Dopo il crollo dell’Unione Sovietica, tutti abbiamo creduto al trionfo planetario della democrazia liberale. Di contro, solo pochi anni dopo, abbiamo scoperto che, come diceva Umberto Eco, spesso la storia procede all’indietro, a passo di gambero.
Si ponga mente all’epoca degli assolutismi nella quale veniva teorizzata l’origine divina dell’autorità regia. Poiché derivava i suoi poteri direttamente da Dio, il sovrano si ritene va infallibile (“king can do no wrong”) e “legibus solutus”, sciolto, cioè, da ogni vincolo di legge: praticamente, il re non era tenuto a rispondere a nessuna istanza terrena.
Con l’avvento del suffragio universale e della democrazia rappresentativa, la legittimazione popolare sostituisce l’investitura divina. La separazione dei poteri, un tempo concentrati nelle mani del sovrano, contempla l’attribuzione della potestà legislativa al parlamento, all’interno del quale operano i partiti che si disputano il consenso dei cittadini attraverso libere elezioni. La democrazia rappresentativa si fonda sulla centralità dei partiti, organizzazioni collettive da cui trae origine la leadership.
Con l’avvento della tv commerciale e dei social, la democrazia rappresentativa è stata soppiantata da una democrazia plebiscitaria in cui il confronto politico è stato dirottato in uno spazio pubblico del tutto inedito il quale, nutrendosi di prossemica, di immagini e di volti, ha finito per rendere anacronistica una entità impersonale come la tradizionale forma-partito. Nella democrazia plebiscitaria, che evoca la democrazia diretta dell’antica Grecia, le elezioni rappresentano il momento in cui il popolo non si limita a conferire un semplice mandato ma celebra una investitura “carismatica” che evoca quella monarchica.
In verità, esiste un filo conduttore che lega la concezione “legittimista” dell’origine divina del potere regio a quella “carismatica” teorizzata da Max Weber secondo cui il leader carismatico vanta la straordinaria capacità di “fare la storia”. Occorre dire che anche in questa teoria esiste un fondamento teologico. Infatti, Max Weber riprende il concetto di carisma mutuandolo dalla tradizione cristiana secondo cui l’autorità è un dono della grazia (carisma, dal greco, significa “grazia”) che viene esercitato dai capi e riconosciuto dall’intera comunità.
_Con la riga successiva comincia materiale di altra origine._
PR #2691, opened 2017-11-28
[FIX] fix autocomplete

tinkoff-dwh:
### What is this PR for?
After refactoring of Interpreter autocomplete (from server side) not works without first Run of interpreter.
This PR fix it.

### What type of PR is it?
[Fix]

* Create new Note (JDBC interpreter), try to use autocomplete (schema, tables)

### Questions:

### DIFF
--- a/zeppelin-zengine/src/main/java/org/apache/zeppelin/notebook/Paragraph.java
+++ b/zeppelin-zengine/src/main/java/org/apache/zeppelin/notebook/Paragraph.java
@@ -191,7 +191,7 @@ public class Paragraph extends Job implements Cloneable, JsonSerializable {
         this.scriptText = this.text.substring(headingSpace.length() + intpText.length() + 1).trim();
       } else {
         this.intpText = "";
-        this.scriptText = this.text;
+        this.scriptText = this.text.trim();
       }
     }
   }
@@ -252,10 +252,9 @@ public class Paragraph extends Job implements Cloneable, JsonSerializable {
     }
     this.interpreter = getBindedInterpreter();
 
-    String trimmedBuffer = buffer != null ? buffer.trim() : null;
-    cursor = calculateCursorPosition(buffer, trimmedBuffer, cursor);
+    setText(buffer);
 
-    setText(trimmedBuffer);
+    cursor = calculateCursorPosition(buffer, cursor);
 
     InterpreterContext interpreterContext = getInterpreterContextWithoutRunner(null);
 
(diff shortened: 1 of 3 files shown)


tinkoff-dwh:
@zjffdu 
pls help with review

zeppelin-zengine/src/main/java/org/apache/zeppelin/notebook/Paragraph.java
```diff
@@ -250,14 +250,18 @@ public void setInterpreter(Interpreter interpreter) {
         return note.getInterpreterCompletion();
       }
     }
+    this.interpreter = getBindedInterpreter();
+
     String trimmedBuffer = buffer != null ? buffer.trim() : null;
     cursor = calculateCursorPosition(buffer, trimmedBuffer, cursor);
 
+    setText(trimmedBuffer);
```
felixcheung: should we change the text here?

tinkoff-dwh: Yes, otherwise the cursor position may be incorrect in line 264 
```return this.interpreter.completion(this.scriptText, cursor, interpreterContext);```

Comment (zjffdu) [reply zeppelin-zengine/src/main/java/org/apache/zeppelin/notebook/Paragraph.java]: But why we trim the text, it is possible to have blank text in the front of paragraph. Changing text in the server side may not be a good user experience. Maybe there's better solution for cursor position.

Comment (tinkoff-dwh) [reply zeppelin-zengine/src/main/java/org/apache/zeppelin/notebook/Paragraph.java]: trim was added to fix autocomplete. For example autocomplete works incorrect (JDBC may contains name od datasource %jdbc (mysql)   ...)

Comment (zjffdu) [reply zeppelin-zengine/src/main/java/org/apache/zeppelin/notebook/Paragraph.java]: It seems jdbc specific issue, is it possible to fix it in jdbc interpreter instead of `Paragraph.java`.

Comment (tinkoff-dwh) [reply zeppelin-zengine/src/main/java/org/apache/zeppelin/notebook/Paragraph.java]: @zjffdu 
but you trim text in method setText()

```
this.scriptText = this.text.substring(headingSpace.length() + intpText.length() + 1).trim();
```

Comment (zjffdu) [reply zeppelin-zengine/src/main/java/org/apache/zeppelin/notebook/Paragraph.java]: @tinkoff-dwh Could you give one example that wrong cursor position is detected. I suspect it can be fixed in method `calculateCursorPosition`

Comment (tinkoff-dwh) [reply zeppelin-zengine/src/main/java/org/apache/zeppelin/notebook/Paragraph.java]: @zjffdu 
https://github.com/apache/zeppelin/blob/afd2bca46c778e9e84deb7ba5e4f5b258735022b/zeppelin-zengine/src/test/java/org/apache/zeppelin/notebook/ParagraphTest.java#L272

but what is the problem if the text in any case is trimmed? (in method setText)

Comment (zjffdu) [reply zeppelin-zengine/src/main/java/org/apache/zeppelin/notebook/Paragraph.java]: I suspect it would change the code of user write in frontend.

e.g.

```
jdbc

select * from table
```

may become to 
```
jdbc
select * from table
```

Changing user code is not user friendly experience IMO

tinkoff-dwh:
@zjffdu @felixcheung 
fixed

zjffdu:
Sorry for late response @tinkoff-dwh , LGTM, will merge it if no more comments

Questa breve digressione serve ad illustrare la fondatezza della vecchia battuta di Eco a proposito del cammino della storia che procede a passo di gambero. Pertanto, se nella monarchia assoluta il re non può sbagliare perché deriva i poteri da Dio, nella democrazia diretta o plebiscitaria, che dir si voglia (per taluni, “democrazia illiberale”, oppure “democratura” o “post-democrazia”), nessuno può mettere in discussione il leader carismatico perché il popolo ha sempre ragione: mutatis mutandis, “the people can do no wrong”, il popolo non può sbagliare. L’identificazione del popolo con Dio conferisce un potere assoluto al leader carismatico che deve, quindi, rispondere solo al “suo” popolo che lo ha eletto e voluto: criticare il leader significa, pertanto, disprezzare il suo popolo. La conseguenza che ne discende è la dissoluzione dello stato di diritto perché nessuna istituzione, nessun giudice e nessuna norma giuridica può arrogarsi il diritto di sconfessare il popolo calpestandone la cieca fiducia nel leader.
In questo modo, cambiano i fondamentali della politica. La mediazione lascia il posto all’intolleranza e alla radicalizzazione del confronto politico nel quale prevale un approccio manicheo che divide il campo in “noi” e loro”: noi, cioè, il popolo; loro, ovverossia, l’élite. Popolo contro establishment, è questo il vecchio trucco populista con cui si tende ad occultare quell’irrefrenabile desiderio di autocrazia che serpeggia da tempo in Europa. Donald Trump, Putin, Orban, Erdogan, Lukašėnka, dimostrano che tira davvero una brutta aria sotto i cieli dell’Occidente.